There's nothing I don't like about this mare. 

Maybe a little over at the knee. Her left hind looks like the heel is underrun, while her right hind almost appears clubbed in comparison. Could just be the pic or a wonky trim job. Her neck ties in slightly high, but is a good length. 

She has a lovely short back, good bone, great angles to her joints all the way around...and she's my absolute favorite color ever. 

What is she crossed with?
_Posted via Mobile Device_


----------



## darme (Jan 6, 2013)

Hi thankyou for your lovely comments , she is arab/ throughbred with a bit of whatever thrown in , this pic was around July just gone , and her feet needed pairing ,Iam new to the forum so not quite sure how it all works yet .Kind Regards


----------



## DraftyAiresMum (Jun 1, 2011)

I'd steal her in a heartbeat...and I'm not even really a mare person. ;-) 

As far as what you could do with her...pretty much anything, really. I could see her in the hunter ring, especially.
_Posted via Mobile Device_


----------



## stevenson (Sep 12, 2011)

she looks pretty nice. she could probably do what you want, hunter, some dressage, jumping .


----------



## tinyliny (Oct 31, 2009)

She is certainly a pretty girl. I also like her quite a lot . 
She is a bit overweight, though.

I think her bone is not as remarkable as Drafty thinks it is. It's acceptable, in my book. But her front canons are not as short as is optimal. Her shoulder and neck are wonderful .
Her front feet look too long and there's some dishing happening on the front right hoof.
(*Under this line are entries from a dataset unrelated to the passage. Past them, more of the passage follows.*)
Issue #1781, opened 2016-01-19
load notebook tree more asynchronously


gordonwoodhull:
This is another follow-up to #405, first load is slow. 

Previously we made building the tree UI lazy, but we're still loading all the data, and this is slow, both because it's a huge RCS query and because so much data must be crammed through the wire.

The more intelligent thing to do would be to model the tree on the back-end. Currently the server has no idea that there is a notebook tree, so this is is some work, but it might help with stuff like #1402 reflecting changes to the tree made in other sessions.

The easier thing to do would be to load each user's notebook tree on-demand. Since we currently don't have any features that organize the notebooks in any other structure, this would be fast and effective.

gordonwoodhull:
Actually, we don't need to model the whole tree on the server. All we really need to do is load the notebooks for each user on demand. We estimate that the most active users of RCloud will have 500-1000 notebooks, which should be an acceptable amount of data to load. The problem arises with hundreds of users times hundreds of notebooks.

We only open one branch of the tree at once, so we only need to load one user's notebooks at a time. Then we can build that tree and display it.

The relevant API is `user.all.notebooks`, which is not currently exposed on the client. I'll expose that and then @shaneporter, you should be able to rework the editor_tab to load parts of the tree on demand. 

https://github.com/att/rcloud/blob/develop/rcloud.support/R/rcloud.support.R#L558

This fix is high priority for this release.

gordonwoodhull:
Done - the JS API is `rcloud.config.all_user_notebooks(username)`

gordonwoodhull:
Implemented in #1901

gordonwoodhull:
Here are the improvements for me (couple hundred starred notebooks), on a fully-populated but underutilized develop server (rcloud-5).

### Without this optimization
Notebook infos loaded: **11483**
Average first load time: **16.92s**
Time spent initializing UI: ~**2.4s**

### With lazy loading
Notebook infos loaded: **316**
Average first load time: **4.88s**
Time spent initializing UI: ~**0.8s**

shaneporter:
Pretty good. 🙂

Issue #1780, opened 2016-01-19
load notebook before tree?


gordonwoodhull:
Starting an issue for this idea, originally mentioned in "first load is slow"

https://github.com/att/rcloud/issues/405#issuecomment-39006032

The load would feel faster if the notebook loaded before the notebook tree. Even if we load the tree more asychronously, it could still help to load the notebook first.

gordonwoodhull:
I started experimenting with this and some of the cases are not too hard, although it tangles up the initialization promises further.

Specifically, there are three cases: load a particular notebook, load last accessible notebook, and create new notebook. The first two cases should be okay, although it does mean delaying the update to the tree until there is a tree to update. 

Interestingly, the third case does require the notebook tree to be loaded first, because a new notebook has to look at the tree to determine the name of the new notebook. If we had a server-side model of the tree as suggested in #1781, but for now we'd have to handle this case differently, and create new notebooks only after the tree is loaded. 

Since loading existing notebooks is the more common case (new notebooks are usually created from an open RCloud page), it's probably okay to only handle those cases.

gordonwoodhull:
This is a pretty big refactor, because most of the editor_tab assumes that the notebook tree and the "notebook registry" will be loaded before any notebooks are loaded. It's worth doing, but it's not a simple tweak, because there are many cases involved in notebook loading.

It might make sense to tackle this at the same time as #1781, and really seriously untangle this code all at once.

gordonwoodhull:
Interestingly, while the notebook tree still starts loading before the notebook, lazy loading of the tree #1781 now means that the notebook shows up first. This can still be improved, and lazy loading has set the stage to allow loading the notebook even earlier.

Issue #1075, opened 2014-11-10
sort all notebooks by date


gordonwoodhull:
This is more difficult than #522 sort user's notebooks by date, because it means there's no tree, and there's an awful lot of data to display.  

To make it more manageable for users, we could keep the same categories (RCloud Sample Notebooks, Notebooks I Starred, People I Starred, All Notebooks), but under each there is just a flat list of notebooks, so still a tree but one level less of it.

Issue #522, opened 2014-04-11
sort user's notebooks by date


s-u:
It would be useful to be able to sort notebooks by the commit date instead of name.

gordonwoodhull:
Implemented in RCloud 1.9

s-u:
Great! It actually works very well by sorting the folders by the most recent date of their content.

Minor complaint: it takes ~10s to update on my notebooks - both ways (date->name and name->data)

gordonwoodhull:
Odd, it only takes 5s on my machine when your notebook tree is open. We can continue to optimize though.

PR #1842, opened 2016-03-15
Feature/document shortcuts

shaneporter:
Initial changes for documenting shortcuts. Try '?' to see the shortcuts dialog.

Points of interest:

- the shortcuts are managed using [Mousetrap](https://craig.is/killing/mice)
- `shortcut_manager` uses the extension API. Not sure if it's using it in the intended way, but I welcome comments.
- shortcuts are added using the following code:

```
 RCloud.UI.shortcut_manager.add([{
        category: 'General',
        id: 'show_help',
        description: 'Show shortcuts help',
        keys: [
            ['?']
        ],
        action: function() { RCloud.UI.shortcut_dialog.show(); } 
    }]);
```

the `keys` property is an array of arrays; let's have a look at another example:

```
 keys: [
    ['ctrl', 'k'],
    ['command', 'k']
 ],
```

This contains options for non-mac and mac. The shortcut manager filters out mac commands for non-mac systems using the `ui_utils.is_a_mac' function. 

On my PC, I don't see the 'command k' option.

- Prior to registering, shortcuts are checked to see if they clash. If so, they are not registered, and a warning message output to the console.
- The category property, which defaults to 'General' if not supplied, is used to dynamically construct the shortcuts dialog's headings.


gordonwoodhull:
Excellent. Good thought to use a library for key bindings. I look forward to reviewing this! 

(Unfortunately I'm out with the flu, so that may not be until later this week.)

shaneporter:
Sorry to hear you're not feeling well. I've just done the cell select related enhancements and submitted a pull request for those.

What would you like me to focus on next? I'm thinking of taking a look at the Notebook recommendations. I don't have anything against AngularJS, but it seems a little overkill for what's currently there. I could definitely trim things down a lot.

gordonwoodhull:
Yes, cleaning up the recommendation code sounds like a good idea.

If you're up for a bigger challenge, we have a cluster of related requests around sorting the notebook tree - #522 #1075 and some other linked issues. This code (in editor_tab.js don't ask) is the oldest and badly needs a refactor. It's not on our list for this release but we have to attack it sometime. 

It's also the source of our biggest performance bottleneck, which is in this release, but solving that may require some server side work as well.

gordonwoodhull:
The perf problems are #405 #1780 #1781 - even if you don't take this on, another pair of eyes will help.

shaneporter:
I have pushed a fix for issue #1847 with this pull request (since it overhauls the shortcuts management.)

gordonwoodhull:
This looks great. My only suggestion is that it only display the shortcut keys for the current platform, since no one is going to care about other platforms and it just clutters it up. I'll open a separate issue for that.

Now we just have to add a bazillion other shortcut keys!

She really is quite a nice filly,


----------



## darme (Jan 6, 2013)

Again Thankyou all for your comments , what a brilliant site , all good constructive informative advice .


----------



## Customcanines (Jun 17, 2012)

Very nice - I'd take her in a minute. Very pretty girl who could probably do well in just about any discipline you would choose! Love her color and her head.


----------



## CLaPorte432 (Jan 3, 2012)

What others have said...lovely mare.

Strong hindquarters, nice shoulder and great neck. Pretty head. Strong back and topline.

I do not like her front pasterns. Or her trim job. Id be looking for a new farrier. Looks like not enough heel and too much toe.
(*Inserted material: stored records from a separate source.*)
Issue #1834, opened 2016-03-11
Check box should be disabled, if there are no cells present


Prateek032:
User can select the check box for once even if there are no cells present in the notebook

shaneporter:
I'd say we can go further and disable the check box, drop down (all, none, invert) and delete button.

gordonwoodhull:
My preference is for the checkbox also to be in the mixed or non-state (horizontal line) since it's indeterminate.

I don't think we currently have any logic that detects whether there are cells or not.

shaneporter:
I've thought about this a bit more, and don't think we should use a non-state, since that is used specifically for 'some but not all selected'. In the case where there are no items, and hence no selections, the unchecked state should be used.

![image](https://cloud.githubusercontent.com/assets/2493614/13751648/0cc40a82-ea03-11e5-8aa7-feace85b6c63.png)

Gmail uses an unchecked state checkbox when there are no items... and doesn't disable the clicking of the control to show the menu. Clicking on a menu item or the checkbox directly has no impact and the checkbox remains in an unchecked state.

gordonwoodhull:
Okay, sounds good. I was probably being pedantic. A disabled empty checkbox will probably be more clear to most folks.

gordonwoodhull:
fixed in #1843

Issue #1826, opened 2016-03-10
select single for unmodified click on cell title/bar


gordonwoodhull:
Cell title/bar selection should behave slightly different from checkbox selection.

Currently clicking on a cell title/bar has the same effect as clicking the checkbox, toggling the selection state of that cell. Instead, if no modifier key is used, only that cell should be selected, and all other cells should be unselected.

It should work mostly like multiple selection in a file browser.

gordonwoodhull:
fixed by #1843

Issue #1825, opened 2016-03-10
click on cell titlebar to select


gordonwoodhull:
Clicking on the rest of the bar should have the same effect as clicking on the cell name, just as either one can be used to drag the cell.

In particular, one is currently forced to use only the checkbox if "Show Cell Numbers" is disabled.

gordonwoodhull:
fixed in #1843

PR #1843, opened 2016-03-15
Enhancement/select cell improvements

shaneporter:
Proposed fixes for:

- #1834 (though this does behave like Gmail, and does not disable)
- #1827 
- #1826 
- #1825


gordonwoodhull:
This is very close. However there are still a few quirks:

Re #1834 no cells:
 - There should be a visual indication that the checkbox and the menu items are disabled, i.e. they should be greyed out. (I notice gmail doesn't do this, but Google isn't particularly known for its UI expertise.)

Re #1826:
 - Although unmodified click now correctly selects just one, ctrl/cmd-click should still toggle the selection when clicking the title/bar. This is consistent with file browsers. This is one of those places where we have to special case OSX and separate ctrl- and cmd-, because ctrl-click means right click on OSX.
 - There's now a bug with clicking a checkbox where it selects properly but the checkbox itself can get out of sync (the cell is selected but the checkbox is not, or vice versa). Perhaps the event is being handled twice, once for the bar and once for the checkbox?

shaneporter:
@gordonwoodhull another update; can't check the first point regarding #1826, since I don't have a mac, but hopefully it will now work as expected.

gordonwoodhull:
Looks like everything is fixed but single selection doesn't work anymore. So I can toggle but the behavior where clicking on the title/bar of an individual cell does not select that and deselect everything else.

I think I'll go ahead and merge this and open a new issue, since this is a lot better.

gordonwoodhull:
merged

I can definitely see her in Hunter.
_Posted via Mobile Device_


----------



## howrsegirl123 (Feb 19, 2012)

She's nice...a bit chubby, and her hocks look high set to me. But very pretty.
_Posted via Mobile Device_


----------



## Elana (Jan 28, 2011)

If this horse lost weight I might not like her as much.. but as she stands she is very nice. However, her bone is lacking and with this much weight onher, that could cause damage to her legs (fronts mostly). 
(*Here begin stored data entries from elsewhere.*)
PR #1844, opened 2016-03-16
Preliminary tidy-up of 'discover' code

shaneporter:
Hi @gordonwoodhull,

I know there are plans to further develop the 'discover' area of RCloud, but having taken a look at the code, I felt it was a good opportunity to slim things down a little.

The end result should be exactly the same, but there's a lot less code in there, and the Angular dependency has been removed.

Thanks,
Shane.


htdocs/js/ui/discovery_page.js
```diff
@@ -1,37 +1,81 @@
...
+                          image_url: 'notebook.R/' + notebook[0] + '/thumb.png'
+                        }
+                      })
+                      .value();
+
+                      $('progress').attr({
+                        max: recent_notebooks.length
+                      });
+
+                      var template = _.template(
```
gordonwoodhull: cool, i didn't know about `_.template`!

gordonwoodhull:
Nice progress element. (Hopefully that will be a lot faster once we stop pulling thumbnails from github.)

gordonwoodhull:
merged!

Issue #1637, opened 2015-08-18
notebook propover title spills outside of the box, when a name is a long single word


anatoliyg:
it looks like the truncation mechanism doesnt kick in when the title is a single long word.
<img width="902" alt="screen shot 2015-08-18 at 1 39 14 am" src="https://cloud.githubusercontent.com/assets/1855548/9332177/68b253d8-4591-11e5-8d83-129b846a03c0.png">

anatoliyg:
duplicate of https://github.com/att/rcloud/issues/1593

anatoliyg:
fixed by e5e0e8e

Prateek032:
We were able to reproduce this issue again

![nb_name](https://cloud.githubusercontent.com/assets/10941328/13802984/73c1b486-eafe-11e5-966f-4b3757afe31e.PNG)



![nb_name1](https://cloud.githubusercontent.com/assets/10941328/13802985/73c4c4c8-eafe-11e5-90ec-43f0ee014b99.PNG)

gordonwoodhull:
Yay

shaneporter:
Hi @Prateek032 - how do I show the 'Notebook Permissions / Group Management' dialog?

shaneporter:
This happens on the 'discover' page too:

![image](https://cloud.githubusercontent.com/assets/2493614/13808513/4734da64-eb5e-11e5-9d02-d5b515ace3fe.png)

gordonwoodhull:
@shaneporter, the notebook permissions dialog is accessible through the notebook info popover - just click on the group link there. 

It's not very well advertised and we've talked about merging it with the notebook public/private command (the eye) but currently those are two unrelated functions (#1549).

shaneporter:
thanks @gordonwoodhull, but on my local machine, all my groups are listed as static text _public_.

gordonwoodhull:
@shaneporter, ah right, of course. You'll need to enable notebook protections. 

Follow the instructions in services/README.md for SessionKeyServer, and add the following line to rcloud.conf:

```
Session.server: http://127.0.0.1:4301
```

This requires Java. Basically it's a simple isolated server to create and provide keys for encryption (and user switching, but we rarely use that in testing).

shaneporter:
(Incidentally, another commit, f65c4f5, should fix the issue on the discover page)

gordonwoodhull:
confirmed that discover page is fixed by #1844

gordonwoodhull:
[...]

PR #1853, opened 2016-03-17
proposed fix for #1637

shaneporter:


gordonwoodhull:
merged. thanks @shaneporter!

As she stands, she is leaning forward so her shoulder appears a bit steep though her neck ties in nice and high to help compensate. Also.. the photo makes it difficult to judge her hind leg angles and I suspect she may be a bit straight through the hock if set up so you could drop a plumb line from the point of buttock throught the point of hock and down the back of the hind cannon. 

With her leaning forward she also looks a bit down hill (she is butt high.. but the line from the point of buttock to the root of the neck is nearly level. However, a butt high horse will be more difficult to collect and get working off her hind legs. 

Take some weight off her and get a photo of her standing with her legs closest to the camera plumb (and her legs away from the camera with the front legs slightly back and the rear leg slightly forward.. space to the knees and hocks). 

I would be very interested to see this horse again posed like this and thinner. 

Agree that she needs a hoof trim (in this photo). 

BTW if anyone had asked me to guess the breed I would have said Hackney or Morgan cross...


----------



## darme (Jan 6, 2013)

darme said:


> After reading a few comments on other peoples Horses , I find very informative , I just wondered if you Guys would give your opinions on my little mare , and where I could improve , and areas and disciplines I couls work to . She is Rising 4 Partbred Arab to make 15hh standing 14.3 on wither and a little bigger on bum .Thank you in advance.


added are a few more pics sorry for the overload will delete later


----------



## darme (Jan 6, 2013)

Sorry for the pic overload will delete later , thanks again for you advice , these were taken today straight from field , might give you a better look


----------



## Elana (Jan 28, 2011)

She does appear to have a very correct hind leg. 

She is shod behind but not in front? She still looks like she needs her feet trimmed.


----------



## darme (Jan 6, 2013)

Thank you everyone , it does appear that she has back shoes on but she hasen't its just the wet floor , will deffo take on board her weight and adjust accordingly .Love-in this site everyone is so helpful


----------